++++ Given data ++++

PR #19664, opened 2025-11-12
refactor(provider): explicit static file segment matches

shekhirin:
When adding new segments, it can be easy to miss these `if transactions { transaction } else { receipt }`, so I refactored them into an explicit matches over static file segment enum.

### DIFF
--- a/crates/storage/provider/src/providers/static_file/manager.rs
+++ b/crates/storage/provider/src/providers/static_file/manager.rs
@@ -1196,20 +1196,21 @@ impl<N: NodePrimitives> StaticFileProvider<N> {
                     // TODO(joshie): is_block_meta
                     writer.prune_headers(highest_static_file_block - checkpoint_block_number)?;
                 }
-                StaticFileSegment::Transactions => {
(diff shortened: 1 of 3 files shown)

++++

### Required action:
Begin with the line that contains "When adding new" and end with the last line of the material above. Set down that range exactly.

### Written solution:
When adding new segments, it can be easy to miss these `if transactions { transaction } else { receipt }`, so I refactored them into an explicit matches over static file segment enum.

### DIFF
--- a/crates/storage/provider/src/providers/static_file/manager.rs
+++ b/crates/storage/provider/src/providers/static_file/manager.rs
@@ -1196,20 +1196,21 @@ impl<N: NodePrimitives> StaticFileProvider<N> {
                     // TODO(joshie): is_block_meta
                     writer.prune_headers(highest_static_file_block - checkpoint_block_number)?;
                 }
-                StaticFileSegment::Transactions => {
(diff shortened: 1 of 3 files shown)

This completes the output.